[Available records — start]

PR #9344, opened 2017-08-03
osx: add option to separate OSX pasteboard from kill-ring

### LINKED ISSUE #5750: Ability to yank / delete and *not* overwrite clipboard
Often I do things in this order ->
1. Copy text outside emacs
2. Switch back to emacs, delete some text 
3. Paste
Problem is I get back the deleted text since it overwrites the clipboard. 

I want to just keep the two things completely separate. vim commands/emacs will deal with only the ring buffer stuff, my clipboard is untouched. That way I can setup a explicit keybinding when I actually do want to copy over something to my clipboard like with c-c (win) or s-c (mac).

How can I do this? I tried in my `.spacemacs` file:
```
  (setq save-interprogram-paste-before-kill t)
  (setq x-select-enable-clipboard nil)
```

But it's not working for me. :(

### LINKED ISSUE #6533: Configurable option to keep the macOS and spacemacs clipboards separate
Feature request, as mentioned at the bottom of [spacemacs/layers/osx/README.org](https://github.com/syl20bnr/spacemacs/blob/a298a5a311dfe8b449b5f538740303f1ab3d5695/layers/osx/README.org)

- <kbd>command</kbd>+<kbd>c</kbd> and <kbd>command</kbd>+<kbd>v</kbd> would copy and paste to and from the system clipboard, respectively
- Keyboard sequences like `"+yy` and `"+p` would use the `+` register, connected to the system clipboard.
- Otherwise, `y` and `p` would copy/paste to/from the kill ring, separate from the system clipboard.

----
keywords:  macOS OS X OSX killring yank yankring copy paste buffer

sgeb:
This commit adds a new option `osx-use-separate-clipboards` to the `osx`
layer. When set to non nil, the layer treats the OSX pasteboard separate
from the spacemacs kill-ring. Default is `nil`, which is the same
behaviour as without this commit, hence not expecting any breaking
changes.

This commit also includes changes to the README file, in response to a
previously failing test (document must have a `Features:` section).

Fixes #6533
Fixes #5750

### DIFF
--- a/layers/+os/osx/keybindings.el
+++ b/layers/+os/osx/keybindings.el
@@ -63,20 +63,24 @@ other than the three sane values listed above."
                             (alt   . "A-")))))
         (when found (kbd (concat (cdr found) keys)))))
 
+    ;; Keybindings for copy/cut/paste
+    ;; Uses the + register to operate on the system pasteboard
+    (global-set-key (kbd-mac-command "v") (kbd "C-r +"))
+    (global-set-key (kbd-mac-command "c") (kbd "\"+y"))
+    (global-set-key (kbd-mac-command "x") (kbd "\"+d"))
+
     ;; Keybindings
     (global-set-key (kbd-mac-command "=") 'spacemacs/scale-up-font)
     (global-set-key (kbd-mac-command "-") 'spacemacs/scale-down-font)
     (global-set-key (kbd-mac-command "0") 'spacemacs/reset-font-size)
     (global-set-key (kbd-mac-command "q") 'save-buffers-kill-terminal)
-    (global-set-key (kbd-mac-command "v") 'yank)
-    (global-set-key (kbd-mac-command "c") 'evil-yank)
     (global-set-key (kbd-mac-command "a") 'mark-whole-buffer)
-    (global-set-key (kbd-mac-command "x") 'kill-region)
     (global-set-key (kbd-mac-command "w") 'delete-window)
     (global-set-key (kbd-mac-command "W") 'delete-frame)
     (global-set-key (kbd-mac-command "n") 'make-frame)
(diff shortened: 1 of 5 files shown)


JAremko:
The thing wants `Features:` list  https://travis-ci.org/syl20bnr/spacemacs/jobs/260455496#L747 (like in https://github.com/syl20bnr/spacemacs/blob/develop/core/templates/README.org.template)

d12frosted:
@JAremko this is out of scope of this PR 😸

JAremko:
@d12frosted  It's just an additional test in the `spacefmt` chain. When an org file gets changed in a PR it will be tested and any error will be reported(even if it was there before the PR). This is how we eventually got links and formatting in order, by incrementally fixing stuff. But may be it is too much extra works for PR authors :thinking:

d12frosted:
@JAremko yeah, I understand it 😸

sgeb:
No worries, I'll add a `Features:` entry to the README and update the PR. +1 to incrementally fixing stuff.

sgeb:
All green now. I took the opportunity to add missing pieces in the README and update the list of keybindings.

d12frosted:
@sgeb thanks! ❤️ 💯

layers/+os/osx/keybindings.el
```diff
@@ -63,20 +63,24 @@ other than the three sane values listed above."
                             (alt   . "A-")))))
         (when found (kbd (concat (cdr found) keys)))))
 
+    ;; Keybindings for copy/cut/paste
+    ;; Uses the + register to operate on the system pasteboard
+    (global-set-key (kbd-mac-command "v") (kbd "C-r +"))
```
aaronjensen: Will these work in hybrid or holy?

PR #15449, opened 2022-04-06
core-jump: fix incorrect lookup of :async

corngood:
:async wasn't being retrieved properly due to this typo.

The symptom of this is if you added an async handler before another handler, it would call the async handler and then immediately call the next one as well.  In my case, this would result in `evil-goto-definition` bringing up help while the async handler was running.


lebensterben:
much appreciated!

[Available records — finish]
[Available records — start]

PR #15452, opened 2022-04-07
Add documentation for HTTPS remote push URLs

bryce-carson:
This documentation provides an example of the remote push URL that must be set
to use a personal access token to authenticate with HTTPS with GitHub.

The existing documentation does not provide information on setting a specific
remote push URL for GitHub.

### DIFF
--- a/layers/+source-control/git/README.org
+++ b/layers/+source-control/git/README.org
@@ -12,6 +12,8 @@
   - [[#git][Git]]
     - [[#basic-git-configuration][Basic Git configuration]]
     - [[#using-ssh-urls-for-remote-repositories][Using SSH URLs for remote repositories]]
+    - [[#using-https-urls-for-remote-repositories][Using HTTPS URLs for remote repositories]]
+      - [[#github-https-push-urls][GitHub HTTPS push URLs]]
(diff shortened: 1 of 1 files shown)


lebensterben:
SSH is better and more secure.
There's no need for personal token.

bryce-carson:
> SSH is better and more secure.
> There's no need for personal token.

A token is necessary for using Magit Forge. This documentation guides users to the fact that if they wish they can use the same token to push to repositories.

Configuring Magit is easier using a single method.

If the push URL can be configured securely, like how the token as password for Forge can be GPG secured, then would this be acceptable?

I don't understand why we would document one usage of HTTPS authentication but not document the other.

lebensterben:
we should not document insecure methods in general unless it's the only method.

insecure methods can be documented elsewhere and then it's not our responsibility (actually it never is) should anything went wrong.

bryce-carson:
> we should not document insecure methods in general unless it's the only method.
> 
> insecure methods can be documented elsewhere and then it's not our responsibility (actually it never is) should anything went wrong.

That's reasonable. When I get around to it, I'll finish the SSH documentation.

[Available records — finish]
[Available records — start]

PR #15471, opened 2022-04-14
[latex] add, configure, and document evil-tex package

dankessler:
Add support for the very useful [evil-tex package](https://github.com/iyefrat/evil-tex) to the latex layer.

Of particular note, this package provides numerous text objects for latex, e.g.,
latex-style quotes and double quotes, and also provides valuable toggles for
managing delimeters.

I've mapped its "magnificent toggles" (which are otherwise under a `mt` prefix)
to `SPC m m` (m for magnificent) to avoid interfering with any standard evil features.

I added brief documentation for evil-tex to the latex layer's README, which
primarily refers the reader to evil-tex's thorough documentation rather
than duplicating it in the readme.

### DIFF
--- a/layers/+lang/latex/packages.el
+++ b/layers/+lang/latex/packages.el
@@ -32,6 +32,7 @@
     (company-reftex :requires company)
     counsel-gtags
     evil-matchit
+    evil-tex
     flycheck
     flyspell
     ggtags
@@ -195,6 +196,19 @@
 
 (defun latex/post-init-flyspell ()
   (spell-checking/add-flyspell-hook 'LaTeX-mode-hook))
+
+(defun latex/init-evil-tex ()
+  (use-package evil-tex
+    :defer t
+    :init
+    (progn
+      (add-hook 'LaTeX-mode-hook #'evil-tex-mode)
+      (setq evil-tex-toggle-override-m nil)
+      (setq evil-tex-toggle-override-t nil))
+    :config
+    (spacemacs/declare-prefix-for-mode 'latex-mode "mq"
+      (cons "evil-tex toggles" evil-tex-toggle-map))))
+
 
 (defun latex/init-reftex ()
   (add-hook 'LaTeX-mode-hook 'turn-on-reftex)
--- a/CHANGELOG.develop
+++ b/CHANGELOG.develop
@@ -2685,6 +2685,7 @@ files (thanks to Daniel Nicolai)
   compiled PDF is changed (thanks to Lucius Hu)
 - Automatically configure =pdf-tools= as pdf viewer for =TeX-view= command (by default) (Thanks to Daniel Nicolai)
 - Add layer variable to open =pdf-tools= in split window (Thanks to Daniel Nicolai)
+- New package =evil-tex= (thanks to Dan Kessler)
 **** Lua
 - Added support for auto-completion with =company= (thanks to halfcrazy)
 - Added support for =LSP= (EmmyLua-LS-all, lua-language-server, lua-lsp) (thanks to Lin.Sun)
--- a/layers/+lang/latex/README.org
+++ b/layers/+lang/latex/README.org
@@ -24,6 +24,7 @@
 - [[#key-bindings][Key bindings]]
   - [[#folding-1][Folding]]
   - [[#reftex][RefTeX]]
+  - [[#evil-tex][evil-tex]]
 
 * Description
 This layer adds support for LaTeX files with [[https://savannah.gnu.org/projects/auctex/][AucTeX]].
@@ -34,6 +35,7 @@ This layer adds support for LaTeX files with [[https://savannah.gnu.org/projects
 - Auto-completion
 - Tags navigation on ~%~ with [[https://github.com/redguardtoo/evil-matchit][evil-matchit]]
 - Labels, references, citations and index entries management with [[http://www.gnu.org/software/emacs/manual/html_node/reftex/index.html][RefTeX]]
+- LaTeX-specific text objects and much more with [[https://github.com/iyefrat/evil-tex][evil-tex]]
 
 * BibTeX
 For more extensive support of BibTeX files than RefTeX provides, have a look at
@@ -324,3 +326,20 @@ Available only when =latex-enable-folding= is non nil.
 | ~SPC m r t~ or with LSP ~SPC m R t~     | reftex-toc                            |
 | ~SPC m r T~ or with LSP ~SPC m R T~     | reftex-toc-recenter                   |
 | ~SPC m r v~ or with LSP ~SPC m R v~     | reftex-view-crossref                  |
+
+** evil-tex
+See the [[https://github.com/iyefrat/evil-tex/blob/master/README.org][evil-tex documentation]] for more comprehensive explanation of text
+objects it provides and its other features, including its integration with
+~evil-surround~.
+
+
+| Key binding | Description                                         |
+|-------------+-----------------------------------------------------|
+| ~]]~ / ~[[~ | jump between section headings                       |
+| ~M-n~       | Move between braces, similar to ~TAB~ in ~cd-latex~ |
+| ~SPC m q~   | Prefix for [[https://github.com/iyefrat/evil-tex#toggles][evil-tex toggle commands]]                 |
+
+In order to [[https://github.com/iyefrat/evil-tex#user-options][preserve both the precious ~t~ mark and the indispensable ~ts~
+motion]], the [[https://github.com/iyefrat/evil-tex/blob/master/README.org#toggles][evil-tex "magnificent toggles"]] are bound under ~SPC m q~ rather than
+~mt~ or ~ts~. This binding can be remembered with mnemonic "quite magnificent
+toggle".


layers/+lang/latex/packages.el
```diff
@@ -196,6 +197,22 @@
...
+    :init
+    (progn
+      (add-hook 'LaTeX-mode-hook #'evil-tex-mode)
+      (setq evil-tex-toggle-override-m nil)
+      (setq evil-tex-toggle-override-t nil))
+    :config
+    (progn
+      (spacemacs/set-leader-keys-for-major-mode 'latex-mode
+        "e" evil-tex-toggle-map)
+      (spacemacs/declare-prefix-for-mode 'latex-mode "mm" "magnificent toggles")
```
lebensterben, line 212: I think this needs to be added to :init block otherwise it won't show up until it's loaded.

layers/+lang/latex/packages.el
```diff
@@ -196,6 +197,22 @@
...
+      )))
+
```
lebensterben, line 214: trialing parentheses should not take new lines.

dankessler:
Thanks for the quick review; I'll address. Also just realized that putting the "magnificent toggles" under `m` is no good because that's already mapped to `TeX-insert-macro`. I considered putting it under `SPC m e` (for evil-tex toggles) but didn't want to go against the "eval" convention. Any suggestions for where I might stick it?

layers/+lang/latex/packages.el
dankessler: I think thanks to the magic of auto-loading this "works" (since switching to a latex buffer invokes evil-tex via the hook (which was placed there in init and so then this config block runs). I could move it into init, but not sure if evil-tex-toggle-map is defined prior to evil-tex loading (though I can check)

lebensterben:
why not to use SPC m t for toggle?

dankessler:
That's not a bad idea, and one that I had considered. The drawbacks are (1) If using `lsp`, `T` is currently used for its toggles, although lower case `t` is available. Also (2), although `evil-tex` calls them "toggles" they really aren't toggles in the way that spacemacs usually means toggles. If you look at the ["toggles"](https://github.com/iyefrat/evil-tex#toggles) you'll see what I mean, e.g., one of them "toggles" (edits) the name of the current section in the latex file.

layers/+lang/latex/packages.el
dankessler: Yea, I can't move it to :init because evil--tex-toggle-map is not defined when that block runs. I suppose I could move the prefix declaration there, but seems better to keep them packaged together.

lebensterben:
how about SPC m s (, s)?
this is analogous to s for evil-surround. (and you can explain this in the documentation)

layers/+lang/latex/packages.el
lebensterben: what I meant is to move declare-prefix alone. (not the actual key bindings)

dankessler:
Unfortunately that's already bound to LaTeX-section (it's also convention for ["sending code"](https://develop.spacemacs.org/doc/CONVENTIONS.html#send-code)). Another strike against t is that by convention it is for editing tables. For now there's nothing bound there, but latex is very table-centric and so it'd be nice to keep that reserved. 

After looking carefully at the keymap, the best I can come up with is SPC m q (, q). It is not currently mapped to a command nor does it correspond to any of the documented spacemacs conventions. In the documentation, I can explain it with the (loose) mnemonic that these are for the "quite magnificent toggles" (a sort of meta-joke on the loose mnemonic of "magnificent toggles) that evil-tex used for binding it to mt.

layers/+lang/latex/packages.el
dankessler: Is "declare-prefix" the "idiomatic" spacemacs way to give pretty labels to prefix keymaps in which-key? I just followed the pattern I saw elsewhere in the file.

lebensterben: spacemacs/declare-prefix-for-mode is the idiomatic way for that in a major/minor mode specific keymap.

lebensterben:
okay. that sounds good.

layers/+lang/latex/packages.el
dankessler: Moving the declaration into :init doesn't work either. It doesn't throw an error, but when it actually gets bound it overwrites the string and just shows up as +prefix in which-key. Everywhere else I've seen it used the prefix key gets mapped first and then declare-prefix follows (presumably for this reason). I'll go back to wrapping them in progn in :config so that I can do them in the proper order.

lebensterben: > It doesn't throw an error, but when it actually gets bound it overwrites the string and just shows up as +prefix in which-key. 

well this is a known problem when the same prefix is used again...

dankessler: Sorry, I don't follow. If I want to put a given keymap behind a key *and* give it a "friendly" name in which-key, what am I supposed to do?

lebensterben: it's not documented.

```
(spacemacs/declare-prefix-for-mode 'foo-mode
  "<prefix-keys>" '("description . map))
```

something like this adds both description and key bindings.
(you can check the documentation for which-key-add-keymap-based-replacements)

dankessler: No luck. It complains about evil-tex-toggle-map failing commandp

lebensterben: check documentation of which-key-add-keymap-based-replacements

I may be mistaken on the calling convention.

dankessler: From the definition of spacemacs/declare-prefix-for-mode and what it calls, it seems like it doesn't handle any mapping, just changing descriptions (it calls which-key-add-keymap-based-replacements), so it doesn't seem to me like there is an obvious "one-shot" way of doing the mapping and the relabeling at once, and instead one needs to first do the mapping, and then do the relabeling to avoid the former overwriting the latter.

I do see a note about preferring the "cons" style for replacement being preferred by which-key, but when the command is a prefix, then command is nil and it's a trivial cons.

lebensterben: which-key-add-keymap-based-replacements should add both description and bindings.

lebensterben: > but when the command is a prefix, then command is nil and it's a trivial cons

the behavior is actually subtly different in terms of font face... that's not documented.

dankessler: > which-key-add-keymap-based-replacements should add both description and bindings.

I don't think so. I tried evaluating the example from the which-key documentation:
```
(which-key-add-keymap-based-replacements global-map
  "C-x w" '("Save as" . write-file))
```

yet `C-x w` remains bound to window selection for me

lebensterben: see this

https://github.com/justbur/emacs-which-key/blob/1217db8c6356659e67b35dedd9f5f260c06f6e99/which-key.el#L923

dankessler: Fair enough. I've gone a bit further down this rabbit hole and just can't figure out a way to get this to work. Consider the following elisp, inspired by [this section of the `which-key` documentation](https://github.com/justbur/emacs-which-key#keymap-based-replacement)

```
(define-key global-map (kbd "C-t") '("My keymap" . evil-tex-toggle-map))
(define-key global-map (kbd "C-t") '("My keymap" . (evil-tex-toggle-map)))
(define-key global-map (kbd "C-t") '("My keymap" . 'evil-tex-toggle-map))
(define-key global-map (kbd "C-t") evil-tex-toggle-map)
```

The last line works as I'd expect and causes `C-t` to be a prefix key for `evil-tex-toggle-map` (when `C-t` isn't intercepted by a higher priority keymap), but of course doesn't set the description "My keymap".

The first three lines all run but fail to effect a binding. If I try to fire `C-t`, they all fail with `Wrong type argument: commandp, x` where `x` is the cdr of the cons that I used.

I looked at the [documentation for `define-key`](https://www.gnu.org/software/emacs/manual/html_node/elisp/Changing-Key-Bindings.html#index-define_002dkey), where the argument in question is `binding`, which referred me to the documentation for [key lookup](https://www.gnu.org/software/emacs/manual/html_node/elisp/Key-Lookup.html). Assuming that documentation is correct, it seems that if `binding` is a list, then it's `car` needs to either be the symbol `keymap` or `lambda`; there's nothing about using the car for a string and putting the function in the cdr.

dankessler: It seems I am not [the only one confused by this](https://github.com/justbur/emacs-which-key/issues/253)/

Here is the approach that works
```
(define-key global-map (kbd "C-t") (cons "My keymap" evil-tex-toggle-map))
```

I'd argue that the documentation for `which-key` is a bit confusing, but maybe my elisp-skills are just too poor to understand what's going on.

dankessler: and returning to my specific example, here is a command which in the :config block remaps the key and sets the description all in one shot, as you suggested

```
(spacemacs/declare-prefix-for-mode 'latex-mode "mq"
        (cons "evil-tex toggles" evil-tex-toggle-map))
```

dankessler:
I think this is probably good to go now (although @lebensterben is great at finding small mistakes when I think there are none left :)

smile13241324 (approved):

[Available records — finish]

Prompt: Each line above with the word "changes" must be returned.

Solution to this task:
changes.
This commit also includes changes to the README file, in response to a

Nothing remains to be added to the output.